Londoner buys beach that inspired Virginia Woolf
LONDON, July 14 (Reuters Life!) - A windswept beach on the Cornish bay that inspired Virginia Woolf's novel "To the Lighthouse" has been sold for 80,000 pounds ($130,100) to a woman in London, the auctioneer said on Tuesday.
Woolf, a member of London's Bloomsbury intellectual set, spent childhood summers in a villa overlooking St. Ives Bay where an octagonal white lighthouse stands on a craggy island.
"Nothing that we had as children made as much difference, was quite so important to us, as our summer in Cornwall," Woolf wrote in "A Sketch of the Past", according to fan websites.
"To the Lighthouse", published in 1927, exemplifies Woolf's stream-of-consciousness prose style, which focuses on thoughts rather than action and dialogue.

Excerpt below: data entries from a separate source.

PR #3195, opened 2022-10-11
KTOR-4954 CallFailed hook consumes exception in writing body

rsinukov:
https://youtrack.jetbrains.com/issue/KTOR-4954

And merging native and jvm `BaseApplicationResponse` into common, because there is no difference between the two


ktor-server/ktor-server-host-common/jvmAndNix/src/io/ktor/server/engine/BaseApplicationResponse.kt
```diff
@@ -1,63 +1,226 @@
...
+            try {
+                withContext(Dispatchers.IOBridge) {
+                    content.writeTo(this@use)
+                }
+            } catch (closed: ClosedWriteChannelException) {
+                throw ChannelWriteException(exception = closed)
+            }
+
+            // TODO currently we can't ensure length like that
+            // because a joined channel doesn't increment totalBytesWritten
```
e5l, line 181: could you please drop the comment?

e5l: nope, we likely shouldn't

e5l (approved):
lgtm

Graham Johnston, associate director at auction house Colliers CRE, said the anonymous telephone bidder offered 30,000 pounds more than the asking price for the 71-acre property along the cove in southwest England.
"We didn't know much about it until it was in the news," Johnston said of the property's literary importance. He said the buyer was required by law to keep the beach open to the public and could not build any houses on it.
"I should imagine that it will remain as it is," he told Reuters, declining to give any further details about the buyer.
Woolf, who committed suicide at the age of 59 in 1941, was portrayed in the 2002 film "The Hours" by Nicole Kidman.